Stop professing end of communications

A communications man said in a tv talk show the other day that the mass media in the country are doing a great disservice by airing the view points of the relatives of war crimes convicts. ‘They have no say, the court has given the verdict and that ends there.’ He went on, ‘why should there be voices of the defeated forces in the media.’ The ‘media or communications expert’ utilised the space and time to give this view taking advantage of his years of work in the field. But he hardly realised that he was advocating for killing the very space that the mass media, to be more specific, the news media creates to air or communicate news and views. Students of communications have all along learnt that this process of creation of stimuli and evocation of response does not end with the creation of any ultimate message. Because, a message becomes useless if it does not have receiver(s) who in turn respond or interact creating an understanding or semblance of understanding. To avoid a narrative on what communications is within the confines of this limited space, hopefully it would suffice to say that even in a convergence model of communications – more appropriate for campaigns to orient senders and receivers of messages towards a common goal or understanding – messages should differ from person to person and from situation to situation. The levels of understanding might also not be similar. Divergence shall always be there even within convergence.We are passing through an emotion-charged moment of our history, and such expressions as depriving certain participants in the communications process a response can only be interpreted as high emotion. But high emotion might not necessarily fulfill the requirements of reasoning. Media people and communications practitioners are trained to contain emotions to present accounts of events, ideas or things to larger audiences in an accurate and unbiased way to make those meaningful. If a mass media organisation decides just to air one side of the story and openly declares not to give account of the other side(s) then it would soon find itself moving far away from the demands and tastes of the audiences it loves to serve.

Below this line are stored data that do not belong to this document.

PR #1184, opened 2025-02-08
fix: incorrectly changed the base type in my last pull request for  L…

TheCodingLand:
Fix base class of LocalAudioTransport

### DIFF
--- a/src/pipecat/transports/local/audio.py
+++ b/src/pipecat/transports/local/audio.py
@@ -14,7 +14,8 @@ from pipecat.frames.frames import InputAudioRawFrame, StartFrame
 from pipecat.processors.frame_processor import FrameProcessor
 from pipecat.transports.base_input import BaseInputTransport
 from pipecat.transports.base_output import BaseOutputTransport
-from pipecat.transports.base_transport import BaseTransport, TransportParams
+from pipecat.transports.base_transport import TransportParams, BaseTransport
+
 
 try:
     import pyaudio
@@ -116,7 +117,7 @@ class LocalAudioOutputTransport(BaseOutputTransport):
             )
 
 
-class LocalAudioTransport(LocalTransportParams):
+class LocalAudioTransport(BaseTransport):
     def __init__(self, params: LocalTransportParams):
         super().__init__()
         self._params = params


markbackman (approved):
Approved, just need to fix linting. The import order needs to be alphabetical.

aconchillo:
Ooops,my bad. 🤦‍♂️

examples/foundational/01a-local-audio.py
```diff
@@ -26,7 +25,7 @@
 
 
 async def main():
-    transport = LocalAudioTransport(TransportParams(audio_out_enabled=True))
+    transport = LocalAudioTransport(LocalTransportParams(audio_out_enabled=True))
```
markbackman, line 28: I don't think this is necessary. LocalTransportParams is a subclass of TransportParams. The actual `audio_out_enabled` is in `TransportParams`, so it seems fine to keep it.

examples/foundational/01a-local-audio.py
```diff
@@ -41,7 +40,7 @@ async def say_something():
         await asyncio.sleep(1)
         await task.queue_frames([TTSSpeakFrame("Hello there, how is it going!"), EndFrame()])
 
-    runner = PipelineRunner()
+    runner = PipelineRunner(handle_sigint=False if sys.platform == "win32" else True)
```
markbackman, line 43: We can probably drop this too. In general, Pipecat doesn't support Windows. We probably need a higher level message than just something in this demo.

TheCodingLand:
```python
transport = LocalAudioTransport(TransportParams(audio_out_enabled=True))
```

Since the type of param LocalAudioTransport has changed, it's requried to use the new class, since LocalAudioTransport now reads input_device_index and output_device_index to setup pyaudio.

TransportParams doesn't have the default value.
I could manage the case but seems inconsistent with the rest of the code where params are subclassed by service taht requires specific parameters.

Any reason why pipecat doesnt support windows ?

examples/foundational/01a-local-audio.py
aconchillo: I think this change is correct.

examples/foundational/01a-local-audio.py
aconchillo: Currently, only `daily-python` doesn't really support Windows. I'd say everything else supports Windows, even though I haven't personally tried it.

examples/local-input-select-stt/requirements.txt
```diff
@@ -0,0 +1,8 @@
+--extra-index-url https://download.pytorch.org/whl/cu124
+torch==2.5.0+cu124
+torchvision 
+torchaudio
+pipecat[whisper, openai]
+textual==1.0.0
+pydantic-settings==2.7.1
+pyaudio==0.2.14
```
aconchillo, line 8: you can remove `pyaudio` and specify `local` option in `pipecat`

examples/local-input-select-stt/requirements.txt
```diff
@@ -0,0 +1,8 @@
+--extra-index-url https://download.pytorch.org/whl/cu124
+torch==2.5.0+cu124
+torchvision 
+torchaudio
```
aconchillo, line 4: why do we need all these torch imports?

aconchillo:
@TheCodingLand This is awesome!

The audiences most often want the mass media to get accurate and unbiased information and prefer the right to draw conclusions on those to be left to themselves. Because even members of a single family hold divergent views on the same events, ideas or things, not to talks of the community or the greater society which exists in a multi-party and multi-culture context. A narrow winner-takes-all mentality even among a section of communications experts is a recipe for disaster for the communications process itself and for the mass media organisations which exist and flourish by promoting this process. This section of ‘experts’ should better not profess the end of communications by denying the existence of the receivers of messages and their responses. Because, this would lead to no communications at all.